* [YOUR TASK]:
Starting at the top of the data and ending with the line that holds "### LINKED ISSUE", transcribe each line exactly; include both ends.

Stored data entries

□ □ □

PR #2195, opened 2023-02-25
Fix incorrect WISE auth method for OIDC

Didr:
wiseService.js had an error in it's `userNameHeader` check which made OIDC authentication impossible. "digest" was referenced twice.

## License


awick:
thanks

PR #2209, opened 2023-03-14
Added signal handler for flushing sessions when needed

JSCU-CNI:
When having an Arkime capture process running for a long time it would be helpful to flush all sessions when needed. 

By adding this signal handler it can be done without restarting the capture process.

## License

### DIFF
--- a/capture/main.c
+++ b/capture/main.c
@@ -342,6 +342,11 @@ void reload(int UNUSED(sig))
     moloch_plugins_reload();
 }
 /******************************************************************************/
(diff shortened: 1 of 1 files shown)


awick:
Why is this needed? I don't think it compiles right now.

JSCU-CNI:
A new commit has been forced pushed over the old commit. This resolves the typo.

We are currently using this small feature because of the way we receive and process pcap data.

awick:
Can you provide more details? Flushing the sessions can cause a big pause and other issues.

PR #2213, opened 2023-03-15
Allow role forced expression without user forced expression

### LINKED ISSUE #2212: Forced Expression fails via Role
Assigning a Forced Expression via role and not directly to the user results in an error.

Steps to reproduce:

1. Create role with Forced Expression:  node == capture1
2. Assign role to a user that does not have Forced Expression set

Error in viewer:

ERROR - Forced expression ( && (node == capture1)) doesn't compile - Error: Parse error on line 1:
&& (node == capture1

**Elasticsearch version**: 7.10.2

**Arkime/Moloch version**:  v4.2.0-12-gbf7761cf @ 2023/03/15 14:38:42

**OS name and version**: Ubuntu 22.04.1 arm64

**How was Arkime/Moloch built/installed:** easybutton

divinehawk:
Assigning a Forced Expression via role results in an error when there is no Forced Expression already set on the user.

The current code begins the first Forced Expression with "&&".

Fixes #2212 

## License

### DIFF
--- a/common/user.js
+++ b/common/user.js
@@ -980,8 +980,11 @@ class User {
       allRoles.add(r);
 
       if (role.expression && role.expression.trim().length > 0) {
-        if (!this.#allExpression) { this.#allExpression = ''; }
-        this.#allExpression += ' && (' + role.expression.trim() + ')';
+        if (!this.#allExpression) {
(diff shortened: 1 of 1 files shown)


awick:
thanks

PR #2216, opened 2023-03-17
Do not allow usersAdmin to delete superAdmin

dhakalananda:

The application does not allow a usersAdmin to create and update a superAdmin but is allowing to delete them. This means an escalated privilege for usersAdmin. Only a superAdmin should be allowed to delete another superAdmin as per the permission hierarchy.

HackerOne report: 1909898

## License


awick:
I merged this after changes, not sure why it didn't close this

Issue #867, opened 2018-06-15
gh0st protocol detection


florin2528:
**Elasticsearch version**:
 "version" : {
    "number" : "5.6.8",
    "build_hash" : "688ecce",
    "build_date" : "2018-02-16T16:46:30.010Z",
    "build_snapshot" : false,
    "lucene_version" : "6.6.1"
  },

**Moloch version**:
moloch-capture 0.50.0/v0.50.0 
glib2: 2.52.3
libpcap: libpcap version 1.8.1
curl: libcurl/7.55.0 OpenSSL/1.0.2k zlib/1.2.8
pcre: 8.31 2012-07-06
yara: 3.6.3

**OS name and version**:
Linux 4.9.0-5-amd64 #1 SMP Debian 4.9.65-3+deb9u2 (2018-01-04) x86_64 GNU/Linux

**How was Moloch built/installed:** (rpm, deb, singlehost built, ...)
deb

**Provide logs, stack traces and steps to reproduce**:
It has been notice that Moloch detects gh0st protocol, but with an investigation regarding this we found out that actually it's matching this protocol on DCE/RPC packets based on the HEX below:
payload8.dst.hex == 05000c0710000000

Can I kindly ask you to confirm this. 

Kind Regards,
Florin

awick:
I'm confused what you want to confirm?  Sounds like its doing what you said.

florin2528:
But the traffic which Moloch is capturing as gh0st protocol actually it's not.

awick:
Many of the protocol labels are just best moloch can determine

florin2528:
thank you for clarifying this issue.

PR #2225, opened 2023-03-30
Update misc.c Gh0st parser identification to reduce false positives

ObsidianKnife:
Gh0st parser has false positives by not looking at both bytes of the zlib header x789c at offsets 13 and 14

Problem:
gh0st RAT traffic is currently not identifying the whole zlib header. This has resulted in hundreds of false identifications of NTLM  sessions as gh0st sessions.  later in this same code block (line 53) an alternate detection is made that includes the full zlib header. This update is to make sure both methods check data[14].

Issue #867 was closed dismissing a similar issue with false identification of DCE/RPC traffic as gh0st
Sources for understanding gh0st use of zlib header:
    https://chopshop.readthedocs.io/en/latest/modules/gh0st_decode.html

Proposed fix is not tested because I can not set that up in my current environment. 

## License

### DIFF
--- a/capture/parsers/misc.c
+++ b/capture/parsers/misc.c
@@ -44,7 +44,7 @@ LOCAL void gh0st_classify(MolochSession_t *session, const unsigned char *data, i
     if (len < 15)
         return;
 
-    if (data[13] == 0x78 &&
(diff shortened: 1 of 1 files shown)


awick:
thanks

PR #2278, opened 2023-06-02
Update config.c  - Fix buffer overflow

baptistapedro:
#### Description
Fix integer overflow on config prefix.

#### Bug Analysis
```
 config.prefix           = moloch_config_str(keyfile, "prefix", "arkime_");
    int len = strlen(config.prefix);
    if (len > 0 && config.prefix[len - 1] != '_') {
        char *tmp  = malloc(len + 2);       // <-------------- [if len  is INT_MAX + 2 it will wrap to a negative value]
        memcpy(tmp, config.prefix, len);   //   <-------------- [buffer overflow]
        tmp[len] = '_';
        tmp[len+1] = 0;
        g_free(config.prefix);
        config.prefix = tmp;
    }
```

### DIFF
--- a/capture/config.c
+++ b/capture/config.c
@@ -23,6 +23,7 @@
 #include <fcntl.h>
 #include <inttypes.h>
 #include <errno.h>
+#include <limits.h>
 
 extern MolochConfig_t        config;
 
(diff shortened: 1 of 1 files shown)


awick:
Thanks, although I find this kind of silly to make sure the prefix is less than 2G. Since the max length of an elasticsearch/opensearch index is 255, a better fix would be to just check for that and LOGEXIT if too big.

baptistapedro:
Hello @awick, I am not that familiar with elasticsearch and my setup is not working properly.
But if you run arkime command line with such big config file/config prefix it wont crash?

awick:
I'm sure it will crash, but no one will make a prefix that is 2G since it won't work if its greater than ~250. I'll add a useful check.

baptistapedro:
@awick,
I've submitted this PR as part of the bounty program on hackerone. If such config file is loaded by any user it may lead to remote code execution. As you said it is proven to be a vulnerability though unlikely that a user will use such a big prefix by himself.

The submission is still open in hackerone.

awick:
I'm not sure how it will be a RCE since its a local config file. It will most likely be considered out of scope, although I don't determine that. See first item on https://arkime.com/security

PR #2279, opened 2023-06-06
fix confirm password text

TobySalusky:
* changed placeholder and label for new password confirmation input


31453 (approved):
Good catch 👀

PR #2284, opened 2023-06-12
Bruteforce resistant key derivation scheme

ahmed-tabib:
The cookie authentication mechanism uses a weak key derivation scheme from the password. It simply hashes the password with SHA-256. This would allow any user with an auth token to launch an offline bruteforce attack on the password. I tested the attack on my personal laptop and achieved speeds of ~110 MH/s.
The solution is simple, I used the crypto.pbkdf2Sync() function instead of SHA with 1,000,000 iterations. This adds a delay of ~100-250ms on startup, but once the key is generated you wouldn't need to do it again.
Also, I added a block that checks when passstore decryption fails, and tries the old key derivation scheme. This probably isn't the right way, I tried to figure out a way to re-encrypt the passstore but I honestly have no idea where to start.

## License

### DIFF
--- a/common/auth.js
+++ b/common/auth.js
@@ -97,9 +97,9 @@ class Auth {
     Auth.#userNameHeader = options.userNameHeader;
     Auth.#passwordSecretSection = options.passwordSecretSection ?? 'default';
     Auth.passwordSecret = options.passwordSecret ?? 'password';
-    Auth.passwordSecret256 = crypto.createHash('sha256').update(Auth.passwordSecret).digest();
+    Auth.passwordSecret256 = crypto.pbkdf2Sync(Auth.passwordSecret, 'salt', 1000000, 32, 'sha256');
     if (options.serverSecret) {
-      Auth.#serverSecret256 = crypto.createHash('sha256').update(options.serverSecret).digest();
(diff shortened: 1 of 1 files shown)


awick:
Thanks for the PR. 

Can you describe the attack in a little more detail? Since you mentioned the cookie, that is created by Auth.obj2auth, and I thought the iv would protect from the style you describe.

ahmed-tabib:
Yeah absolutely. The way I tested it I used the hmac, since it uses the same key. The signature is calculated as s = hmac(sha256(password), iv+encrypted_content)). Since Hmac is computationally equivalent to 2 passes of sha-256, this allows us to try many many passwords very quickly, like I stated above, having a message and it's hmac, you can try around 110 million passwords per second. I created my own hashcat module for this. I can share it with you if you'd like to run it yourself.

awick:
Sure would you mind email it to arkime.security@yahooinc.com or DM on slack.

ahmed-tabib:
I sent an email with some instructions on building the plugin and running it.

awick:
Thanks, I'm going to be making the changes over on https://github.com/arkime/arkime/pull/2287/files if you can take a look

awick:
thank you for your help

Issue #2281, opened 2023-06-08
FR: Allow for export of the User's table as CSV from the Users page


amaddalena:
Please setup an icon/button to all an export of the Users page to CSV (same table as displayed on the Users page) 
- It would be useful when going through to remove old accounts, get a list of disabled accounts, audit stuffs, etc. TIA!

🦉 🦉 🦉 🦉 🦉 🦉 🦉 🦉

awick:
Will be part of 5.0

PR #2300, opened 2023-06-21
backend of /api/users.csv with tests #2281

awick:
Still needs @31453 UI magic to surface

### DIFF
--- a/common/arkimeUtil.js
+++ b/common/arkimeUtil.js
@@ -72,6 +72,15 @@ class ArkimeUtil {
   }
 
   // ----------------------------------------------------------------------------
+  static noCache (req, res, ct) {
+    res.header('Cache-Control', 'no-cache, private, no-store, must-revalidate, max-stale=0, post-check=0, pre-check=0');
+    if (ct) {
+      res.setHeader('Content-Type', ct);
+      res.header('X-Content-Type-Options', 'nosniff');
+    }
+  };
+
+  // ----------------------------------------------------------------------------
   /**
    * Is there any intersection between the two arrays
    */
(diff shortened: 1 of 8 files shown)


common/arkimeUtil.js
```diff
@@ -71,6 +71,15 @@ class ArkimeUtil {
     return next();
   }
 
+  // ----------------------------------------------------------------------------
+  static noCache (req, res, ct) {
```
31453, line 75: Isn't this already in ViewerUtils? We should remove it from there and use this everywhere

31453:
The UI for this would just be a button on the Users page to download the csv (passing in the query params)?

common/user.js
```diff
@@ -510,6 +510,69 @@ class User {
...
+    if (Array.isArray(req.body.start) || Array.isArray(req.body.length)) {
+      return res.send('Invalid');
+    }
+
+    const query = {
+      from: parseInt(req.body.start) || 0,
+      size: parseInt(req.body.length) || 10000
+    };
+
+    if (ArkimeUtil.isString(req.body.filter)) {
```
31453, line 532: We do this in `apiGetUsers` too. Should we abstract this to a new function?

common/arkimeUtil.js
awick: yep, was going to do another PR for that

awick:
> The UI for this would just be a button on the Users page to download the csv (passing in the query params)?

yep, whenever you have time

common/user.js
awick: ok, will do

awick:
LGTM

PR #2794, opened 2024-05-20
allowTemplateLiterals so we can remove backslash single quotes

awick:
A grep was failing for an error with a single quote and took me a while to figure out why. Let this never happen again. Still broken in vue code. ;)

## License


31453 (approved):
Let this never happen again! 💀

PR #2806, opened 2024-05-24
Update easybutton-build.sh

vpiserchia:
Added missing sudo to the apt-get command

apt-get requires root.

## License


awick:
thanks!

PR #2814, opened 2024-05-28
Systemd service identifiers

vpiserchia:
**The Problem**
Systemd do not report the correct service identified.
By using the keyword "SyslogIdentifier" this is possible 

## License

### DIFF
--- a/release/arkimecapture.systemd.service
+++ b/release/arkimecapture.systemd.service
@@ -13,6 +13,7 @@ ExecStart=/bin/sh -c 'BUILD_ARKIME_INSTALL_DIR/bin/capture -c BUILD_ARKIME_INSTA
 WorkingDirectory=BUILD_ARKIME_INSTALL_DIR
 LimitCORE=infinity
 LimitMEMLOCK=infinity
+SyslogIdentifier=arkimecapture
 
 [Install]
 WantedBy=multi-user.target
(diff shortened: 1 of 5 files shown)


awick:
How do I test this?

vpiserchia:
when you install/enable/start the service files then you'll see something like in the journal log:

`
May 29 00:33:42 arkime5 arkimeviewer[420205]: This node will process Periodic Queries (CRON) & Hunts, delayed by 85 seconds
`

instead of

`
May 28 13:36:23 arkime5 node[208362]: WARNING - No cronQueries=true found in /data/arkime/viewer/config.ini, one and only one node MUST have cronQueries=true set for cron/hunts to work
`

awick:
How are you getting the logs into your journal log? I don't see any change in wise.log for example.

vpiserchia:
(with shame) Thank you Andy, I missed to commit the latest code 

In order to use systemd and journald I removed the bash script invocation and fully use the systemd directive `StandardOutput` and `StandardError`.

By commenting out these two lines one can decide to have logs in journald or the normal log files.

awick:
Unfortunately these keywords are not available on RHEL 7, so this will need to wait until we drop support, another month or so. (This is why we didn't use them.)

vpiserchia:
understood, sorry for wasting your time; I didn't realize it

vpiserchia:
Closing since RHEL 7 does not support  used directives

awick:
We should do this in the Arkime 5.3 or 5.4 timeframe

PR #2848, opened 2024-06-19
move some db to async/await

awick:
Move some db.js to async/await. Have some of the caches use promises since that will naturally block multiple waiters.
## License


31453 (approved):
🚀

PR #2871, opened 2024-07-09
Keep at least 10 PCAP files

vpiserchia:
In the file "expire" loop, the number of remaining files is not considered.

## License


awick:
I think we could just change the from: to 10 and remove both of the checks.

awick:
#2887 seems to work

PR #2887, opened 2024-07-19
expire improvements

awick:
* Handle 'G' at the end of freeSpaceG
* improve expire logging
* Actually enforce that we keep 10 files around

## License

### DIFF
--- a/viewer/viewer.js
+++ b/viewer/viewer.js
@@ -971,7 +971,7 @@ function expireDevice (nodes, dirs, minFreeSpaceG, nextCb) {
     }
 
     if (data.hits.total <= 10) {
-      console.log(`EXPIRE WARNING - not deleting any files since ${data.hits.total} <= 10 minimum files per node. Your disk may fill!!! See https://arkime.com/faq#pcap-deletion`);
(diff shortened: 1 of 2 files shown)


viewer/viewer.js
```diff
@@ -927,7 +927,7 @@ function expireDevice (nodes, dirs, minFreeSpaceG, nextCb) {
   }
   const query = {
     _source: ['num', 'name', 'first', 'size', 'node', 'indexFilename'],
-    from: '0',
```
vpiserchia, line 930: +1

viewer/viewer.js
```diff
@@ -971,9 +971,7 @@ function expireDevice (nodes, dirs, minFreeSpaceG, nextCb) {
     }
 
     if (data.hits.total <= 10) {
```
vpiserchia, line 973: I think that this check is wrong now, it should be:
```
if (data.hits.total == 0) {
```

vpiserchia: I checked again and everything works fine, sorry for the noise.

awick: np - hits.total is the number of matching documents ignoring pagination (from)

□ □ □

* [EXERCISE RESPONSE]:
PR #2195, opened 2023-02-25
Fix incorrect WISE auth method for OIDC

Didr:
wiseService.js had an error in it's `userNameHeader` check which made OIDC authentication impossible. "digest" was referenced twice.

## License


awick:
thanks

PR #2209, opened 2023-03-14
Added signal handler for flushing sessions when needed

JSCU-CNI:
When having an Arkime capture process running for a long time it would be helpful to flush all sessions when needed. 

By adding this signal handler it can be done without restarting the capture process.

## License

### DIFF
--- a/capture/main.c
+++ b/capture/main.c
@@ -342,6 +342,11 @@ void reload(int UNUSED(sig))
     moloch_plugins_reload();
 }
 /******************************************************************************/
(diff shortened: 1 of 1 files shown)


awick:
Why is this needed? I don't think it compiles right now.

JSCU-CNI:
A new commit has been forced pushed over the old commit. This resolves the typo.

We are currently using this small feature because of the way we receive and process pcap data.

awick:
Can you provide more details? Flushing the sessions can cause a big pause and other issues.

PR #2213, opened 2023-03-15
Allow role forced expression without user forced expression

### LINKED ISSUE #2212: Forced Expression fails via Role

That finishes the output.